Broadening the enzymatic targets of ABPs will also be critical to obtaining a holistic view of the molecular mechanisms involved in pathogenesis. The development of new ABP scaffolds requires an intimate understanding of the target enzyme family's mechanism of catalysis, since these probes harness this mechanism to label in an activity-dependent manner. A recently created probe targeting histidine kinases is promising, as these enzymes are involved in bacterial two-component signaling which can be critical for regulating bacterial virulence.^78,79

The application of ABPs has diverged into two vastly different directions that both take advantage of their ability to report enzyme activity. One approach focuses on the use of general structures and electrophiles to globally profile the activity of a specific type of nucleophilic mechanism. For example, iodoacetamide has been used in reactive cysteine profiling to determine how the activity of nucleophilic cysteine residues varies within and between enzymes in complex proteomes.⁸⁰ These general techniques take advantage of powerful proteomics methods and can provide insight into how whole families of enzymes are regulated under distinct biological conditions. General ABPs can be used to determine the targets of compounds that create phenotypes of interest using competitive activity-based protein profiling.^13,29,81 Such probes are also capable of rapidly profiling differences between virulent and avirulent bacterial strains,³⁶ and may therefore provide a means to functionally assess different isolates. These techniques have a great deal of untapped potential for understanding pathogenic mechanisms in diverse strains.
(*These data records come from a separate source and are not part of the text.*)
PR #6267, opened 2021-09-24
Correctly draw one way wormholes.

quyykk:
## Fix Details
Currently one way wormholes are drawn just like two way wormholes: There are 2 arrows. But that's wrong, because for a one way wormhole one direction of travel is not possible, but just by looking at the map it doesn't seem like the wormhole is one way.

This PR fixes this by not drawing the arrow for one way wormholes. Here's how a one-way wormhole looks like with this PR:
oneway

### DIFF
--- a/source/MapPanel.cpp
+++ b/source/MapPanel.cpp
@@ -1002,7 +1002,7 @@ void MapPanel::DrawWormholes()
 		const System *from = waypoints.back();
 		for(const System *to : waypoints)
 		{
-			if(player.HasVisited(*from) && player.HasVisited(*to))
+			if(from->FindStellar(&p)->HasSprite() && player.HasVisited(*from) && player.HasVisited(*to))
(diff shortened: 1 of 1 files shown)


Zitchas:
Umm, where is it not working? Is there a situation where these don't work? The set of one-way wormholes that I see on regular basis show their directionality quite clearly.

Directional wormholes

Amazinite:
“One way” in this context means a wormhole leads to an object with no sprite, meaning it can’t be landed on from the other direction.

quyykk:
Yes the circular wormholes work. I'm talking about true one way wormholes, so wormholes that transport you to a system that doesn't include a wormhole. like in the image. There are no true one way wormholes in the game but I think becca plans to add simple one way wormholes in Patir II and those would be drawn incorrectly.

Zitchas:
Ah, OK. Thanks for the explanation.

A second application involves using ABPs for imaging purposes. In these cases, highly selective compounds are needed in order to assure that the observed readout can be attributed to the activity of a specific target enzyme. This can be a difficult task because many families of related enzymes have overlapping substrate profiles.⁷⁵ This means the selectivity of an ABP can often not be made absolute by modifying the specificity region alone. One way to improve the selectivity of chemical probes is to make use of complementary genetic techniques. For example, “bump-hole” approaches can be used to modify an enzyme of interest so it is a unique target for a complementary chemical probe.⁸² Recently, this approach has been applied to protease targets as well.^83,84 This technique is viable for studying bacterial virulence mechanisms in genetically tractable pathogens. Imaging enzyme activation is invaluable for dynamic host-pathogen interactions that are regulated post-translationally, and it will be exciting to see how this is accomplished in the future.

Many chemical biology tools languish following the proof of concept stage because they lack the simplicity and robustness necessary to answer biological questions. In contrast, activity-based probes are an example of a powerful technology that can be used to rapidly gain biological and biochemical insight into a variety enzymes and systems including bacterial infection and host responses. The studies discussed here highlight the power of using these tools to dissect mechanisms of bacterial pathogenesis.